Remember to put the pre-trained models in `checkpoints` directory.

### 4. Inference from raw inputs
```sh

python inference/svs/ds_e2e.py --config usr/configs/midi/e2e/opencpop/ds1000.yaml --exp_name $MY_DS_EXP_NAME

```
Raw inputs:
```

inp = {

        'text': '小酒窝长睫毛AP是你最美的记号',

        'notes': 'C#4/Db4 | F#4/Gb4 | G#4/Ab4 | A#4/Bb4 F#4/Gb4 | F#4/Gb4 C#4/Db4 | C#4/Db4 | rest | C#4/Db4 | A#4/Bb4 | G#4/Ab4 | A#4/Bb4 | G#4/Ab4 | F4 | C#4/Db4',

        'notes_duration': '0.407140 | 0.376190 | 0.242180 | 0.509550 0.183420 | 0.315400 0.235020 | 0.361660 | 0.223070 | 0.377270 | 0.340550 | 0.299620 | 0.344510 | 0.283770 | 0.323390 | 0.360340',

        'input_type': 'word'

    }  # user input: Chinese characters

or,

inp = {

        'text': '小酒窝长睫毛AP是你最美的记号',

        'ph_seq': 'x iao j iu w o ch ang ang j ie ie m ao AP sh i n i z ui m ei d e j i h ao',

        'note_seq': 'C#4/Db4 C#4/Db4 F#4/Gb4 F#4/Gb4 G#4/Ab4 G#4/Ab4 A#4/Bb4 A#4/Bb4 F#4/Gb4 F#4/Gb4 F#4/Gb4 C#4/Db4 C#4/Db4 C#4/Db4 rest C#4/Db4 C#4/Db4 A#4/Bb4 A#4/Bb4 G#4/Ab4 G#4/Ab4 A#4/Bb4 A#4/Bb4 G#4/Ab4 G#4/Ab4 F4 F4 C#4/Db4 C#4/Db4',

        'note_dur_seq': '0.407140 0.407140 0.376190 0.376190 0.242180 0.242180 0.509550 0.509550 0.183420 0.315400 0.315400 0.235020 0.361660 0.361660 0.223070 0.377270 0.377270 0.340550 0.340550 0.299620 0.299620 0.344510 0.344510 0.283770 0.283770 0.323390 0.323390 0.360340 0.360340',

        'is_slur_seq': '0 0 0 0 0 0 0 0 1 0 0 1 0 0 0 0 0 0 0 0 0 0 0 0 0 0 0 0 0',

        'input_type': 'phoneme'

    }  # input like Opencpop dataset.

```
Here the inference results will be saved in `./infer_out` by default.
### 5. Some issues.
a) the HifiGAN-Singing is trained on our [vocoder dataset](https://dl.acm.org/doi/abs/10.1145/3474085.3475437) and the training set of [PopCS](https://arxiv.org/abs/2105.02446). Opencpop is the out-of-domain dataset (unseen speaker).

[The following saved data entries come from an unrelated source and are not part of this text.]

PR #332, opened 2026-02-24
fix: Resolve Cover block inner UI inaccessible in GutenbergKit

dcalhoun:
## What?

Fixes the Cover block's inner UI being inaccessible after insertion, and applies a consistent maximum height to toolbar buttons.

## Why?

After inserting a Cover block, it was not possible to interact with the block's inner UI (color selection, media attachment, resizing). The drag handle was also erroneously positioned at the top of the block instead of the bottom.

The root cause was that block editor styles (`@wordpress/block-library/build-style/editor.css`) were being injected as scoped inline styles inside the editor iframe rather than as global styles. This caused certain CSS rules — particularly those for the Cover block — to be incorrectly scoped, breaking the block's interactive UI.

Additionally, toolbar buttons with text (non-icon-only) were not constrained to the same maximum height as icon buttons.

Fixes: CMM-1281

## How?

1. **Move block editor styles to global scope** (`src/utils/editor-styles.js`): Import `@wordpress/block-library/build-style/editor.css` as a global style instead of an inline scoped style within the visual editor iframe. This ensures editor styles apply correctly without scoping issues.

2. **Remove scoped inline import** (`src/components/visual-editor/index.jsx`): Remove the `blocksEditorStyles` inline import and its usage in `useEditorStyles`, since it is now loaded globally.

3. **Broaden toolbar button max-height selector** (`src/components/editor-toolbar/style.scss`): Change the selector from `.components-button.has-icon.has-icon` to `.components-button.components-button` so that all toolbar buttons (not just icon buttons) get the consistent `max-height` constraint.

4. **Add Cover block E2E test** (`e2e/cover-block.spec.js`): Add an end-to-end test that inserts a Cover block, selects a background color from the overlay color palette, and verifies the block transitions to its full state with the correct inner block structure. This test exercises the CSS scoping fix — the color button click fails if the resizable popover intercepts pointer events due to incorrectly scoped styles.

5. **Simplify local E2E testing** (`playwright.config.js`): On CI, E2E tests run against the production build (`npm run preview`). Locally, tests use the Vite dev server (`npm run dev`) so changes can be tested without a full rebuild.

## Testing Instructions

1. Open a post or page.
2. Insert a Cover block.
3. Verify you can interact with the block's inner UI — select colors, attach media, and resize the block.
4. Verify the drag handle appears at the bottom of the block (not the top).
5. Check that toolbar buttons (both icon-only and text) have a consistent height.

N/A, no navigation changes. 

## Screenshots or screencast 

Cover Before | Cover After
-- | --
cover-before | cover-after

<details><summary>Toolbar Before</summary>
<p>

https://github.com/user-attachments/assets/a0af9c73-58ba-46ac-a6ea-250c67325332

</p>
</details> 

<details><summary>Toolbar After</summary>
<p>

https://github.com/user-attachments/assets/eca9a8af-076a-433a-8e5b-afbd13162fcb

</p>
</details>

### DIFF
--- a/playwright.config.js
+++ b/playwright.config.js
@@ -3,16 +3,21 @@
  */
 import { defineConfig, devices } from '@playwright/test';
 
+const isCI = process.env.CI === 'true';
+
+// CI uses production build, local development uses dev server
+const url = isCI ? 'http://localhost:4173' : 'http://localhost:5173';
+
 export default defineConfig( {
 	testDir: './e2e',
 	outputDir: './e2e/test-results',
 	fullyParallel: true,
-	workers: process.env.CI ? 1 : undefined,
-	retries: process.env.CI ? 2 : 0,
+	workers: isCI ? 1 : undefined,
+	retries: isCI ? 2 : 0,
 	timeout: 60_000,
-	reporter: process.env.CI ? 'list' : 'html',
+	reporter: isCI ? 'list' : 'html',
 	use: {
-		baseURL: 'http://localhost:4173',
+		baseURL: url,
 		actionTimeout: 10_000,
 		trace: 'on-first-retry',
 	},
@@ -23,9 +28,10 @@ export default defineConfig( {
 		},
 	],
 	webServer: {
-		command: 'npm run preview',
-		url: 'http://localhost:4173',
-		reuseExistingServer: true,
+		// CI uses production build, local development uses dev server
+		command: isCI ? 'npm run preview' : 'npm run dev',
+		url,
+		reuseExistingServer: ! isCI,
 		timeout: 30_000,
 	},
 } );
--- a/src/components/editor-toolbar/style.scss
+++ b/src/components/editor-toolbar/style.scss
@@ -105,7 +105,7 @@ $scroll-indicator-elevation: 32;
 }
 
 .gutenberg-kit-editor-toolbar.gutenberg-kit-editor-toolbar
-	.components-button.has-icon.has-icon {
+	.components-button.components-button {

This may cause the deterioration of audio quality, and we are considering fine-tuning this vocoder on the training set of Opencpop.

b) in this version of codes, we used the melody frontend ([lyric + MIDI]->[ph_dur]) to predict phoneme duration. F0 curve is implicitly predicted together with mel-spectrogram.